Dataset entries
* * *
PR #638, opened 2016-07-23
Small optimizations in glsl code

jtorresfabra:
Just for test, I get some improvement with the example in https://github.com/cedricpinson/osgjs/pull/629 . Enabling the stats it's enough to see some FPS gain, at least in my old MBP. It could be nice if any of you can test this.

it seems the difference is not quite noticeable in my linux box.


jtorresfabra:
Closing for now, I didn't merge the master branch into de the perf one to do the comparison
* * *
Your task is to set down all of the entries exactly as they appear.

_Expected answer_.
PR #638, opened 2016-07-23
Small optimizations in glsl code

jtorresfabra:
Just for test, I get some improvement with the example in https://github.com/cedricpinson/osgjs/pull/629 . Enabling the stats it's enough to see some FPS gain, at least in my old MBP. It could be nice if any of you can test this.

it seems the difference is not quite noticeable in my linux box.


jtorresfabra:
Closing for now, I didn't merge the master branch into de the perf one to do the comparison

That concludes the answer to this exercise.